LOS ANGELES, April 11, 2013 /PRNewswire/ -- After years of recession, the number of business owners being approved for a small business loan is finally beginning to increase. The recent signs of recovery in the lending market suggest the efforts of lenders like Advantage Capital Business Loans are finally beginning to make an impact on a harsh lending environment that has left many business owners unable to secure necessary loans. The Associated Press recently reported that at the end of the fourth quarter of 2012, the total amount of outstanding small business loans came to $586 billion, up from $584 billion in the third quarter.
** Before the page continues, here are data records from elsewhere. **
PR #844, opened 2019-03-04
Display scheduled publishing date time errors in error summary

emmabeynon:
This moves the scheduled publishing datetime form errors to be displayed in the error summary on top of the document show page.  We also add a href so that errors link to the form, and ensure the form stays open in the event of invalid data being submitted.

**Before**
screen shot 2019-03-04 at 10 29 19

**After**
screen shot 2019-03-04 at 10 14 16

### DIFF
--- a/app/controllers/schedule_controller.rb
+++ b/app/controllers/schedule_controller.rb
@@ -10,7 +10,10 @@ class ScheduleController < ApplicationController
       issues = checker.pre_submit_issues
 
       if issues.any?
-        flash[:scheduled_publishing_datetime_issues] = issues.items_for(:scheduled_datetime)
+        flash["alert_with_items"] = {
+          title: I18n.t!("requirements.scheduled_datetime.title"),
+          items: issues.items,
+        }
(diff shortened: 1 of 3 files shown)


emmabeynon:
@benhazell Content improvements very much welcomed 😄

app/controllers/schedule_controller.rb
```diff
@@ -10,7 +10,11 @@ def save_scheduled_publishing_datetime
       issues = checker.pre_submit_issues
 
       if issues.any?
-        flash[:scheduled_publishing_datetime_issues] = issues.items_for(:scheduled_datetime)
+        href = { scheduled_datetime: "#scheduled_publishing_datetime" }
+        flash["alert_with_items"] = {
+          title: I18n.t!("requirements.scheduled_datetime.title"),
+          items: issues.items_for(:scheduled_datetime, hrefs: href),
```
benthorner: It looks like we want to get all issues here - could we use the `items` method instead?

PR #846, opened 2019-03-04
Improve quality of errors when debugging

benthorner:

It didn't take long to track down the pain-points when debugging with 
the modal, but I'm happy to break this out into another card if we feel 
it deserves some more thorough attention.

This adds a 'console.error' to ensure we don't swallow errors that we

The gain is the first since the FDIC began tracking loans on a quarterly basis at the start of 2010.
Advantage Capital Business Loans was created to serve the needs of small and medium sized businesses. With many of its founders hailing from a small business background, the firm was designed to create simple business loans with a high approval rate that favors small and medium size businesses. Thus, it's no surprise the ACBL model is making a difference for business owners.
There is still a long way to go in terms of creating a more conducive lending market for small business owners. A recently released survey from Thomson Reuters and Paynet showed that small businesses grew more reluctant to take out loans to buy equipment or expand in February, continuing a weak trend in lending that the companies had documented throughout 2012 and early 2013. "Small businesses have been reluctant to borrow since the recession because they've wanted to lower their debt burden," says the Associated Press.
To the founders of ACBL, the disconnect appears clear – too many traditional lenders and big banks utilize impersonal application methods that force every small business into a few broad categories. This technique always favors the lender and major corporations, while leaving most small businesses to slip between the cracks, unable to receive necessary funding.